According to the 2015 contracting document, SRA contractors assist both prosecution and defense teams in “all aspects of pre-trial investigation.” Analysts provided by SRA are responsible for combing through dozens of government databases and federal investigation records, interviews, and evidence associated with military commissions cases. They “develop leads for investigative activity or further investigative/data analysis.”
In the document, the Pentagon explains that many of the SRA investigators “potentially know as much case details and case history ... as the assigned case attorneys for both the prosecution and the defense.”
“SRA employees have helped gather evidence and intelligence from all over the world.” And they “have been present for hundreds of interviews with potential witnesses.” They “shall identify additional prosecution and defense witness.”
The Office of Military Commissions awarded its first contract to SRA in 2007, according to records and a former contractor. That first contract was initially narrow in scope, one former contractor said. But it quickly exploded.
“It started out at like six or eight people. And within the first year it was up to 18 ... because of the defense counsel. That’s where the vast majority of the steady growth came from,” the former contractor said, requesting anonymity to discuss the sensitive arrangement.
It is unclear how SRA maintains a clear separation between defense and prosecution staff when it provides staff to both teams. Another former contractor with SRA says that personnel who worked for the defense or prosecution teams were strictly walled off from the opposite side.

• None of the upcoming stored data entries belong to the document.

PR #673, opened 2022-01-28
Remove duplication from commands execution in Integration tests

Szymongib:
Hey 👋 
I am looking into trying to add/extend integration tests and notice some duplication around commands execution code.

I did not find any reason why not to reuse some of the code from `test_utils.rs`, but in case I missed something and duplication was intentional let me know 🙂

### DIFF
--- a/crates/integration_test/src/tests/lifecycle/state.rs
+++ b/crates/integration_test/src/tests/lifecycle/state.rs
@@ -1,33 +1,24 @@
-use crate::utils::test_utils::get_state;
-use std::io;
+use crate::utils::get_state;
+use anyhow::{anyhow, Result};
 use std::path::Path;
 use test_framework::TestResult;
 
 pub fn state(project_path: &Path, id: &str) -> TestResult {
-    let res = get_state(id, project_path)
-        .expect("failed to execute state command")
-        .wait_with_output();
-    match res {
-        io::Result::Ok(output) => {
-            let stderr = String::from_utf8(output.stderr).unwrap();
-            let stdout = String::from_utf8(output.stdout).unwrap();
+    match get_state(id, project_path) {
+        Result::Ok((stdout, stderr)) => {
             if stderr.contains("Error") || stderr.contains("error") {
-                TestResult::Failed(anyhow::anyhow!(
-                    "Error :\nstdout : {}\nstderr : {}",
-                    stdout,
-                    stderr
-                ))
+                TestResult::Failed(anyhow!("Error :\nstdout : {}\nstderr : {}", stdout, stderr))
             } else {
                 // confirm that the status is stopped, as this is executed after the kill command
                 if !(stdout.contains(&format!(r#""id": "{}""#, id))
                     && stdout.contains(r#""status": "stopped""#))
                 {
-                    TestResult::Failed(anyhow::anyhow!("Expected state stopped, got : {}", stdout))
+                    TestResult::Failed(anyhow!("Expected state stopped, got : {}", stdout))
                 } else {
                     TestResult::Passed
                 }
             }
         }
-        io::Result::Err(e) => TestResult::Failed(anyhow::Error::new(e)),
+        Result::Err(e) => TestResult::Failed(e.context("failed to get container state")),
     }
 }
--- a/crates/integration_test/src/tests/lifecycle/state.rs
+++ b/crates/integration_test/src/tests/lifecycle/state.rs
@@ -1,18 +1,10 @@
-use crate::utils::get_runtime_path;
 use std::io;
 use std::path::Path;
-use std::process::{Command, Stdio};
 use test_framework::TestResult;
+use crate::utils::test_utils::get_state;
 
 pub fn state(project_path: &Path, id: &str) -> TestResult {
-    let res = Command::new(get_runtime_path())
-        .stdout(Stdio::piped())
-        .stderr(Stdio::piped())
-        .arg("--root")
-        .arg(project_path.join("runtime"))
-        .arg("state")
-        .arg(id)
-        .spawn()
+    let res = get_state(id, project_path)
         .expect("failed to execute state command")
         .wait_with_output();
     match res {
--- a/crates/integration_test/src/tests/lifecycle/state.rs
+++ b/crates/integration_test/src/tests/lifecycle/state.rs
@@ -1,7 +1,7 @@
+use crate::utils::test_utils::get_state;
 use std::io;
 use std::path::Path;
 use test_framework::TestResult;
-use crate::utils::test_utils::get_state;
 
 pub fn state(project_path: &Path, id: &str) -> TestResult {
     let res = get_state(id, project_path)
--- a/crates/integration_test/src/utils/support.rs
+++ b/crates/integration_test/src/utils/support.rs
@@ -78,7 +78,7 @@ pub fn prepare_bundle(id: &Uuid) -> Result<TempDir> {
 
     let mut spec = Spec::default();
     let mut process = Process::default();
-    process.set_args(Some(vec!["sleep".into(), "5".into()]));
+    process.set_args(Some(vec!["sleep".into(), "10".into()]));
     spec.set_process(Some(process));
     set_config(&temp_dir, &spec).unwrap();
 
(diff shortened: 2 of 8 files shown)


YJDoc2:
Hey, thanks a lot for your contribution !

So the reason behind the code duplication is that those tests were created before creation of `test_utils` and was supposed to test the individual commands (create, exec etc.), whereas the commands of `test_util`were created later to extract common commands and assume that these will succeed given correct input. 

That said, now looking at it, this change might be a good idea, as this will also test those functions themselves.

I haven't yet taken a detailed look at this, but I'll check it as soon as possible :)

Also, I request you not to make further addition/ changes in the integration tests (except this PR) for some times after this, because I'm currently working on changing the dir structure of tests, which might cause conflicts.

Thanks :)

Szymongib:
Thanks for your response @YJDoc2 

> Also, I request you not to make further addition/ changes in the integration tests (except this PR) for some times after this, because I'm currently working on changing the dir structure of tests, which might cause conflicts.

Sure! Let me know in case there is something I can help with 🙂

crates/integration_test/src/utils/test_utils.rs
```diff
@@ -189,7 +198,10 @@ pub fn test_inside_container(
     // assume that the create command was successful. If it wasn't we can catch that error
     // in the start_container, as we can not start a non-created container anyways
     std::thread::sleep(std::time::Duration::from_millis(1000));
-    match start_container(&id, &bundle).unwrap().wait_with_output() {
+    match start_container(&id.to_string(), &bundle)
```
YJDoc2, line 201: Hey can we extract the id_str as a variable, as it seems to be used in quite a few places later as well

crates/integration_test/src/utils/test_utils.rs
```diff
@@ -207,23 +219,29 @@ pub fn test_inside_container(
         ));
     }
 
-    let (out, err) = get_state(&id, &bundle).unwrap();
+    let (out, err) = get_state_output(&id.to_string(), &bundle).unwrap();
```
YJDoc2, line 222: id_str : here

crates/integration_test/src/utils/support.rs
```diff
@@ -78,7 +78,7 @@ pub fn prepare_bundle(id: &Uuid) -> Result<TempDir> {
 
     let mut spec = Spec::default();
     let mut process = Process::default();
-    process.set_args(Some(vec!["sleep".into(), "5".into()]));
+    process.set_args(Some(vec!["sleep".into(), "10".into()]));
```
YJDoc2, line 81: Was this changed for any specific reason? There is no issue with changing this, as the original value 5 was also arbitrary, but if there is a specific reason, can you either put a comment here or extract the &'static str as a const and name it appropriately?

crates/integration_test/src/tests/lifecycle/state.rs
```diff
@@ -1,18 +1,10 @@
...
 pub fn state(project_path: &Path, id: &str) -> TestResult {
-    let res = Command::new(get_runtime_path())
-        .stdout(Stdio::piped())
-        .stderr(Stdio::piped())
-        .arg("--root")
-        .arg(project_path.join("runtime"))
-        .arg("state")
-        .arg(id)
-        .spawn()
+    let res = get_state(id, project_path)
```
YJDoc2, line 7: Given that you have added the function get_state_output, can we use it directly here? As when the state command is successful, we are converting the stdout and stderr to string, both here and in the get_state_output fn. So can we just call that and the work on the result returned by it?

crates/integration_test/src/utils/test_utils.rs
```diff
@@ -64,62 +64,65 @@ pub fn create_container<P: AsRef<Path>>(id: &Uuid, dir: P) -> Result<Child> {
...
-        .spawn()?
-        .wait_with_output()?;
+        .spawn()
+        .context("could not get container state")?;
+    Ok(res)
+}
+
+pub fn get_state_output<P: AsRef<Path>>(id: &str, dir: P) -> Result<(String, String)> {
+    sleep(SLEEP_TIME);
+    let output = get_state(id, dir)?.wait_with_output()?;
```
YJDoc2, line 101: please add context to the wait_with_output error here as well, so we can know which step exactly gave error, spawning or waiting.

crates/integration_test/src/utils/test_utils.rs
```diff
@@ -64,62 +64,65 @@ pub fn create_container<P: AsRef<Path>>(id: &Uuid, dir: P) -> Result<Child> {
...
         .arg("state")
         .arg(id.to_string())
-        .spawn()?
-        .wait_with_output()?;
+        .spawn()
+        .context("could not get container state")?;
+    Ok(res)
+}
+
+pub fn get_state_output<P: AsRef<Path>>(id: &str, dir: P) -> Result<(String, String)> {
```
YJDoc2, line 99: Hey, I don't have any better ideas either, but can we change names of these functions? `get_state` name indicates that it will return state of the container, rather than the child process running `runtime state` command. I don't have any better suggestions as of now either, but ideally, the function name should indicate if its gonna run the command or get you the o/p

One suggestion is that, as far as I can see, `get_state` is only used in the state test, and if we can replace it with `get_state output` as per my comment on it, then we can make the current `get_state` private function of the module and not expose it, maybe name it `run_state_command` or something, and rename current `get_state_output` to `get_state`.

YJDoc2, line 99: I don't have any better suggestions right now either, but can we change the names of these functions? `get_state` name indicates that it will return the state of the container rather than the child process running `runtime state` command.

One suggestion is as far as I can see, current `get_state` is only used in the state test, and as per my comment on it, if we can replace it with current `get_state_output` then we can make the current `get_state` a private function of this module, and rename to something like `run_state_command` and rename `get_state_output` to `get_state`

YJDoc2 (changes requested):
Hey, overall a great change, really nice that the duplication is removed. I have few nitpicks, please take a look at them :)

crates/integration_test/src/utils/support.rs
Szymongib: Ah sorry, I was going to highlight it here. The reason for bumping it to 10 was that lifecycle tests were failing on my machine (before any changes). The process was exiting before the test managed to kill it, so kill was failing on the stopped container.

I suppose this does not happen on CI so I can revert this change, however, it might be useful for other people running on slower machines.

crates/integration_test/src/utils/test_utils.rs
Szymongib: I have ended up removing the `get_state` function completely and just renamed `get_state_output`->`get_state` as after refactoring `lifecycle/state.rs` it was no longer needed.

crates/integration_test/src/utils/test_utils.rs
Szymongib: I have also changed the `create_container` function to take `&str` instead of `&Uuid` so that all those functions are consistent.

YJDoc2:
Hey, @Szymongib I'm not sure why but the CI of validating tests on youki has been running for about an hour, and tests on runc were passed in 39sec :thinking: :thinking:

Szymongib:
Hey @YJDoc2, yes noticed it too. I ran them a few times locally but they pass without any issues 🤔

YJDoc2:
I'm currently also trying to pull this PR and run locally, in case they run fine also on my end, maybe I'll try to stop and re-run the CI.

YJDoc2:
Hmm.. they seem to run fine on my system as well.. I'll try to stop and re-run the CI, although I'm not sure what is causing the hang-up in the current run :thinking:

crates/integration_test/src/utils/support.rs
YJDoc2: I guess that's fine, as I said there was no specific reason for keeping it 5 either ...

YJDoc2 (approved):
LGTM :+1:

YJDoc2:
Hey @Szymongib Thanks a lot for your contribution! 



>>    Also, I request you not to make further addition/ changes in the integration tests (except this PR) for some times after this, because I'm currently working on changing the dir structure of tests, which might cause conflicts.

>Sure! Let me know in case there is something I can help with :slightly_smiling_face:

If you would like to work more on the tests, check out the #361 , there we have listed all the tests we need to port from original OCI runtime tools to here in rust. If you would like to work on any one, comment and claim it, but as I said please wait till I'm done with the refactoring, otherwise there will be a lot of merge conflicts.

Thanks :)

PR #1963, opened 2023-05-24
Add some clean up that improves coverage

yihuaf:
Remove some code that are no longer used.


crates/libcontainer/src/workload/default.rs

“There’s no cross pollination between the two,” said Gary Edgington, a former SRA contract investigator with the Military Commissions. “We did not interact at all because of the rules of due process.”
But Nevin, the lawyer, says there’s a glaring conflict that can’t be resolved if both teams come from the same company. “The fundamental problem is that you’re having defense teams formed by an entity that you don’t control. ... If nothing else, if you had the people coming to you from completely separate sources, you might have a higher degree of confidence that there wasn’t any overlap there.”
(This story has been corrected to reflect that Gary Ross's rank is commander, not lieutenant commander.)